In August, exports reached the highest level, ending the stagnant pace since the beginning of the year, and bringing the eight-month export turnover to about USD 174 bn, up 1.6% over the same period in 2019. The eight-month import turnover reached USD 162.2 bn, down 2.2% over the same period in 2019, while trade surplus was at USD 11.9 bn compared to USD 9.9 bn in 2019.
However, if we do not adjust the target for the whole year, the last four months of the year will see a turnover of USD 108 bn, or USD 27 bn each month. This is bringing huge pressure, and if we want to increase to USD 300 bn, we have to export USD 126 bn more, which means that each month exports must reach USD 31.5 bn, while the average has only been USD 21.5 bn per month in the last eight months, so this is very difficult to achieve.

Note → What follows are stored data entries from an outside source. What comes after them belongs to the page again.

PR #2537, opened 2021-04-01
Delayed duplicate acknack leads to invalid heartbeat

jrw972:
Problem
-------

Assume that two peers are local but also using the RtpsRelay.  A
preassociation acknack can be delivered after a postassociation
acknack.  This may be interpretted as a reset by the writer.  For
normal RTPS writers, this does not present a problem as it sends
another heartbeat and eventually gets the correct ack.

For the volatile writer in security, it presents a problem since the
value used for the heartbeat last is tracked separately.  If the data
has already been acknowledged, then the writer will send an invalid
heartbeat.  The reader will ignore the invalid heartbeat.  The writer
may keep sending the invalid heartbeat.

Solution
--------

Adjust the heartbeat for the volatile writer so that it is correct.

### DIFF
--- a/dds/DCPS/transport/rtps_udp/RtpsUdpDataLink.cpp
+++ b/dds/DCPS/transport/rtps_udp/RtpsUdpDataLink.cpp
@@ -1920,7 +1920,9 @@ RtpsUdpDataLink::RtpsWriter::add_reader(const ReaderInfo_rch& reader)
   ReaderInfoMap::const_iterator iter = remote_readers_.find(reader->id_);
   if (iter == remote_readers_.end()) {
 #ifdef OPENDDS_SECURITY
-    reader->max_pvs_sn_ = max_sn_;
+    if (is_pvs_writer_) {
+      reader->max_pvs_sn_ = max_sn_;
+    }
 #endif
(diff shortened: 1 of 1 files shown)


dds/DCPS/transport/rtps_udp/RtpsUdpDataLink.cpp
```diff
@@ -3819,12 +3831,21 @@ RtpsUdpDataLink::RtpsWriter::gather_directed_heartbeat_i(const SingleSendBuffer:
                                                          const ReaderInfo_rch& reader)
 {
   const SequenceNumber first_sn = reader->durable_ ? 1 : non_durable_first_sn(proxy);
-  const SequenceNumber last_sn = expected_max_sn(reader);
+  SequenceNumber last_sn = expected_max_sn(reader);
```
mitza-oci, line 3834: `ACE_UNUSED_ARG` can help avoid a warning when security and asserts are both disabled

mitza-oci: Nevermind... I missed that it was used on another line

mitza-oci (approved):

Although by the end of August, 27 items reached the USD 1 bn mark, many of these items were not in par with last year. These included seafood, vegetables, cashew nuts, coffee, textiles, fiber, footwear, leather, footwear materials, bags, suitcases, umbrellas, phones, and cameras.
The decline of each item was due to many troubles that were difficult to resolve. For example, although we have delicious vegetables and sweet fruits available, if we want to please the customers we must have them irradiated. Recently, when an American irradiation technician came here during the pandemic, the equipment used to irradiate got jammed. India also wants to tighten import standards. In addition to the 14% cut in export price of cashew nuts, many shipments were also returned. The Vietnam Cashew Association has now decided to lower the cashew nut export target in 2020 from USD 4 bn to USD 3.2 bn.

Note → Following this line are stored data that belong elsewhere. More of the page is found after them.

PR #2538, opened 2021-04-01
Github Actions: Release Builds

ClaytonCalabrese:
Release configuration added for github actions. Due to size of builds, there needed to be removal of tests, which will be added later in another PR>

### DIFF
--- a/.github/workflows/build_and_test.yml
+++ b/.github/workflows/build_and_test.yml
@@ -4777,7 +4777,7 @@ jobs:
   #       cat "$GITHUB_WORKSPACE/OpenDDS/${{ github.job }}_autobuild_workspace/latest.txt"
   #       if ! grep -q 'Failures: 0' "$GITHUB_WORKSPACE/OpenDDS/${{ github.job }}_autobuild_workspace/latest.txt"; then echo "::error file=latest.txt,line=0,col=0::Test Failures: see 'Test Results: ${{ github.job }}'"; fi
 
-  ACE_TAO_w19-release_o1p1_sec_2:
+  ACE_TAO_w19-release_o1p1_sec_3:
 
     runs-on: windows-2019
 
@@ -4859,7 +4859,7 @@ jobs:
 
     runs-on: windows-2019
 
-    needs: ACE_TAO_w19-release_o1p1_sec_2
+    needs: ACE_TAO_w19-release_o1p1_sec_3
 
     steps:
     - name: install openssl-windows & xerces-c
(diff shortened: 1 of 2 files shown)


.github/workflows/build_and_test.yml
```diff
@@ -4505,7 +4505,7 @@ jobs:
   #       cat "$GITHUB_WORKSPACE/OpenDDS/${{ github.job }}_autobuild_workspace/latest.txt"
   #       if ! grep -q 'Failures: 0' "$GITHUB_WORKSPACE/OpenDDS/${{ github.job }}_autobuild_workspace/latest.txt"; then echo "::error file=latest.txt,line=0,col=0::Test Failures: see 'Test Results: ${{ github.job }}'"; fi
 
-  ACE_TAO_w19_p1_cpp03_stat_FM-08_2:
+  ACE_TAO_w19_p1_cpp03_stat_FM-08_3:
```
simpsont-oci, line 4508: Rather than messing with the job names, the cleaner approach is probably just to append a unique string to the cache key for the ACE_TAO job. This forces a cache rebuild, all the jobs and artifact names can stay the same. We will probably need a task / PR to clean up all the suffixes from job names (I think one of the mac names is missing a number as well), so don't feel like you need to do this here... it's just worth noting for future reference.

.github/workflows/build_and_test.yml
```diff
@@ -5117,14 +5126,22 @@ jobs:
...
         path: ${{ github.job }}.tar.xz
 
-
-  ACE_TAO_w19-release_j_FM-1f:
+  ACE_TAO_w19-release_j_ws_FM-1f_2:
 
     runs-on: windows-2019
 
-    needs: wait_cancel_previous
+    needs: [wait_cancel_previous, wireshark_w19-release]
```
simpsont-oci, line 5133: This seems unnecessary. Why does the ACE_TAO job need to be aware of wireshark?

.github/workflows/build_and_test.yml
mitza-oci: Right, see the wireshark one:
```
        key: c01_${{ github.job }}_${{ env.WIRESHARK_COMMIT }}
```
The "c01" is "cache 1" so you can increment it whenever necessary

.github/workflows/build_and_test.yml
ClaytonCalabrese: I've found it best to match the ACE_TAO configure with the build configure.  I don't think this dependency causes any noticeable slowdown.

simpsont-oci (approved):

At present, in the area of textiles, leather, shoes, and bags, all machinery is fully ready, there are enough workers and sufficient raw material to start, but unfortunately there are no new orders coming. For example, the impact of the Covid-19 pandemic on the textile and garment export industry has affected the buying markets such as the US and Europe, and about 80% of Vietnam's exports are nearly paralyzed. Many textile and apparel companies in Vietnam have not received any high-value orders such as suits and high-end shirts, but are producing face masks and protective gear, which are serving as lifesaving orders for many companies. According to forecast, if the situation does not improve soon, there will be unpredictable risks to both micro and medium enterprises.
Regarding textile and garment exports to the EU, there will be about 77% of export turnover. In the short term, in order to enjoy the tax exemption offered under EVFTA, we must meet all the requirements such as products of origin. Fabric produced domestically can only meet about 30% of the demand, so it is necessary to combine fabrics from South Korea and Japan, the two countries with the same FTA with the EU and Vietnam, accounting for 23% of fabric imports to Vietnam.
EVFTA brings respite
The bright spot for exports is rice. Rice prices are currently increasing by about 11%, some surpassing Thailand, to be the highest in the world. This is due to improved quality of Vietnamese rice, and the relatively large demand for import of rice in the world, especially by Southeast Asian countries, as supplies from major exporting countries have decreased. However, the rice export from the beginning of the year until now is mainly through small contract orders. The highest price of Vietnamese rice is only for the same type as Thailand and India, two countries producing specialty rice with high nutritional content and suitable for rich tastes.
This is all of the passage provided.